PR #285, opened 2026-08-16
fix(web): raise light-mode primary and muted-foreground to AA

### LINKED ISSUE #277: Two token-level contrast failures: primary buttons at 3.19:1, muted-on-muted at 4.35:1 in light
Two contrast failures that live in the tokens rather than in any one component, so they want a colour decision rather than a patch. Both measured by compositing the resolved token over each surface in the browser and reading the pixels back, so no oklch is parsed by hand.

**Primary buttons are 3.19:1.** White text on `--primary` at 12.8px, on `Save`, `Create tool`, `Create automation`, `Download`, `Choose backup file` and `New chat`. A sweep of every rendered text element on `/settings`, `/system`, `/profiles`, `/automations` and `/history` finds these are 8 of the 9 remaining sub-AA elements in light mode. Dark mode is clean. AA wants 4.5:1 at that size.

**`text-muted-foreground` over `bg-muted` is 4.35:1 in light**, the only surface pairing that misses:

| muted-foreground over | light | dark |
| --- | --- | --- |
| background | 4.74 | 7.72 |
| card | 4.74 | 6.91 |
| sidebar | 4.54 | 7.36 |
| muted | 4.35 | 6.41 |

No PR for either. The first moves the brand accent, the second moves every muted string in the app, and neither is a drive-by.

#276 covers the part that needed no token change: the sixteen `text-muted-foreground/50`, `/60` and `/70` uses, which measured 1.90 to 4.26 and now use the plain token.

fajarhide:
White text on `--primary` measures 3.19:1 in light mode, and `text-muted-foreground` over `bg-muted` measures 4.35:1. AA wants 4.5:1 at the sizes both run at.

··········

Reproduce the full set of records precisely.

Output =
PR #285, opened 2026-08-16
fix(web): raise light-mode primary and muted-foreground to AA

### LINKED ISSUE #277: Two token-level contrast failures: primary buttons at 3.19:1, muted-on-muted at 4.35:1 in light
Two contrast failures that live in the tokens rather than in any one component, so they want a colour decision rather than a patch. Both measured by compositing the resolved token over each surface in the browser and reading the pixels back, so no oklch is parsed by hand.

**Primary buttons are 3.19:1.** White text on `--primary` at 12.8px, on `Save`, `Create tool`, `Create automation`, `Download`, `Choose backup file` and `New chat`. A sweep of every rendered text element on `/settings`, `/system`, `/profiles`, `/automations` and `/history` finds these are 8 of the 9 remaining sub-AA elements in light mode. Dark mode is clean. AA wants 4.5:1 at that size.

**`text-muted-foreground` over `bg-muted` is 4.35:1 in light**, the only surface pairing that misses:

| muted-foreground over | light | dark |
| --- | --- | --- |
| background | 4.74 | 7.72 |
| card | 4.74 | 6.91 |
| sidebar | 4.54 | 7.36 |
| muted | 4.35 | 6.41 |

No PR for either. The first moves the brand accent, the second moves every muted string in the app, and neither is a drive-by.

#276 covers the part that needed no token change: the sixteen `text-muted-foreground/50`, `/60` and `/70` uses, which measured 1.90 to 4.26 and now use the plain token.

fajarhide:
White text on `--primary` measures 3.19:1 in light mode, and `text-muted-foreground` over `bg-muted` measures 4.35:1. AA wants 4.5:1 at the sizes both run at.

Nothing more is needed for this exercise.